SUPPLIED MATERIAL>
PR #376, opened 2021-08-10
Update release pipelines by adding payload fetch Task

nikhil-thomas:
Add `operator-fetch-component-releases` Task to run the
`/hack/fetch-releases.sh` script.

Update release pipeline by adding the payload fetch Task

Add Dashboard and Results support to payload fetch Task

# Changes

# Submitter Checklist

review them:

# Release Notes


vdemeester (approved):

cmd/kubernetes/operator/kodata/tekton-dashboard/0.0.0-latest/00-dashboard.yaml
```diff
@@ -87,6 +87,7 @@ rules:
   - apiGroups:
```
sm43, line 87: this file can be deleted now right?

cmd/kubernetes/operator/kodata/tekton-trigger/0.0.0-latest/01-interceptors.yaml
```diff
@@ -0,0 +1,166 @@
+# Copyright 2020 The Tekton Authors
```
sm43, line 1: same here? do we need to keep this file?

hack/fetch-releases.sh
```diff
@@ -1,86 +1,113 @@
...
+  echo dashboard: ${d_version}
+  echo results: ${r_version}
+  echo ""
+
+  release_yaml pipeline release.notags 00-pipelines ${p_version}
+
+  release_yaml triggers release.notags 00-triggers ${t_version}
+  release_yaml triggers interceptors.notags 01-interceptors ${t_version}
+
+  release_yaml dashboard tekton-dashboard-release 00-dashboard ${d_version}
```
sm43, line 105: in case of openshift we don't need to fetch yaml for result and dashboard 
so probably we need to check here

pkg/reconciler/common/releases.go
```diff
@@ -88,7 +88,7 @@ func ComponentDir(instance v1alpha1.TektonComponent) string {
 	case *v1alpha1.TektonConfig:
 		return filepath.Join(koDataDir, "tekton-config")
 	case *v1alpha1.TektonResult:
-		return filepath.Join(koDataDir, "tekton-result")
+		return filepath.Join(koDataDir, "tekton-results")
```
sm43, line 91: may be we can keep `result` here 😅  similar to others
and add a condition in script similar to what we have for triggers
```
   if [[ $comp == "triggers" ]]; then
     dir="trigger"
    fi
```

hack/fetch-releases.sh
```diff
@@ -1,86 +1,113 @@
-#!/bin/bash
+#!/usr/bin/env sh
```
sm43, line 1: if we are going to user `sh`
then we need update the if conditions
`[[ ]]` is not supported I guess

sm43: yep ci showing error for this

test/e2e-common.sh
```diff
@@ -28,6 +28,8 @@ source $(dirname $0)/../vendor/github.com/tektoncd/plumbing/scripts/e2e-tests.sh
 function install_operator_resources() {
   echo ">> Deploying Tekton Operator Resources"
 
+  make get-releases TARGE=${TARGET:-kubernetes}
```
sm43, line 31: in ci this will run twice now, as we run it with `make apply` also

hack/fetch-releases.sh
vdemeester:
```
#!/usr/bin/env bash
```

pkg/reconciler/common/releases.go
nikhil-thomas: i thought about it, but i think this will be better as the script will be a bit more simple.

hack/fetch-releases.sh
```diff
@@ -1,86 +1,109 @@
...
+    # create a directory
+    dirPath=${comp_dir}/${dirVersion}
+    mkdir -p ${dirPath} || true
+
+    # destination file
+    dest=${dirPath}/${destFileName}.yaml
+    http_response=$(curl -s -o ${dest} -w "%{http_code}" ${url})
+    echo url: ${url}
+
+    if [ $http_response != "200" ]; then
```
vdemeester, line 61: should we use always `[[` for consistency ?

nikhil-thomas: yup 👍 
handled

pradeepitm12 (approved):
/lgtm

DIRECTIONS> Return every record in full, word for word.

RESPONSE FOR THIS EXERCISE>
PR #376, opened 2021-08-10
Update release pipelines by adding payload fetch Task

nikhil-thomas:
Add `operator-fetch-component-releases` Task to run the
`/hack/fetch-releases.sh` script.

Update release pipeline by adding the payload fetch Task

Add Dashboard and Results support to payload fetch Task

# Changes

# Submitter Checklist

review them:

# Release Notes


vdemeester (approved):

cmd/kubernetes/operator/kodata/tekton-dashboard/0.0.0-latest/00-dashboard.yaml
```diff
@@ -87,6 +87,7 @@ rules:
   - apiGroups:
```
sm43, line 87: this file can be deleted now right?

cmd/kubernetes/operator/kodata/tekton-trigger/0.0.0-latest/01-interceptors.yaml
```diff
@@ -0,0 +1,166 @@
+# Copyright 2020 The Tekton Authors
```
sm43, line 1: same here? do we need to keep this file?

hack/fetch-releases.sh
```diff
@@ -1,86 +1,113 @@
...
+  echo dashboard: ${d_version}
+  echo results: ${r_version}
+  echo ""
+
+  release_yaml pipeline release.notags 00-pipelines ${p_version}
+
+  release_yaml triggers release.notags 00-triggers ${t_version}
+  release_yaml triggers interceptors.notags 01-interceptors ${t_version}
+
+  release_yaml dashboard tekton-dashboard-release 00-dashboard ${d_version}
```
sm43, line 105: in case of openshift we don't need to fetch yaml for result and dashboard 
so probably we need to check here

pkg/reconciler/common/releases.go
```diff
@@ -88,7 +88,7 @@ func ComponentDir(instance v1alpha1.TektonComponent) string {
 	case *v1alpha1.TektonConfig:
 		return filepath.Join(koDataDir, "tekton-config")
 	case *v1alpha1.TektonResult:
-		return filepath.Join(koDataDir, "tekton-result")
+		return filepath.Join(koDataDir, "tekton-results")
```
sm43, line 91: may be we can keep `result` here 😅  similar to others
and add a condition in script similar to what we have for triggers
```
   if [[ $comp == "triggers" ]]; then
     dir="trigger"
    fi
```

hack/fetch-releases.sh
```diff
@@ -1,86 +1,113 @@
-#!/bin/bash
+#!/usr/bin/env sh
```
sm43, line 1: if we are going to user `sh`
then we need update the if conditions
`[[ ]]` is not supported I guess

sm43: yep ci showing error for this

test/e2e-common.sh
```diff
@@ -28,6 +28,8 @@ source $(dirname $0)/../vendor/github.com/tektoncd/plumbing/scripts/e2e-tests.sh
 function install_operator_resources() {
   echo ">> Deploying Tekton Operator Resources"
 
+  make get-releases TARGE=${TARGET:-kubernetes}
```
sm43, line 31: in ci this will run twice now, as we run it with `make apply` also

hack/fetch-releases.sh
vdemeester:
```
#!/usr/bin/env bash
```

pkg/reconciler/common/releases.go
nikhil-thomas: i thought about it, but i think this will be better as the script will be a bit more simple.

hack/fetch-releases.sh
```diff
@@ -1,86 +1,109 @@
...
+    # create a directory
+    dirPath=${comp_dir}/${dirVersion}
+    mkdir -p ${dirPath} || true
+
+    # destination file
+    dest=${dirPath}/${destFileName}.yaml
+    http_response=$(curl -s -o ${dest} -w "%{http_code}" ${url})
+    echo url: ${url}
+
+    if [ $http_response != "200" ]; then
```
vdemeester, line 61: should we use always `[[` for consistency ?

nikhil-thomas: yup 👍 
handled

pradeepitm12 (approved):
/lgtm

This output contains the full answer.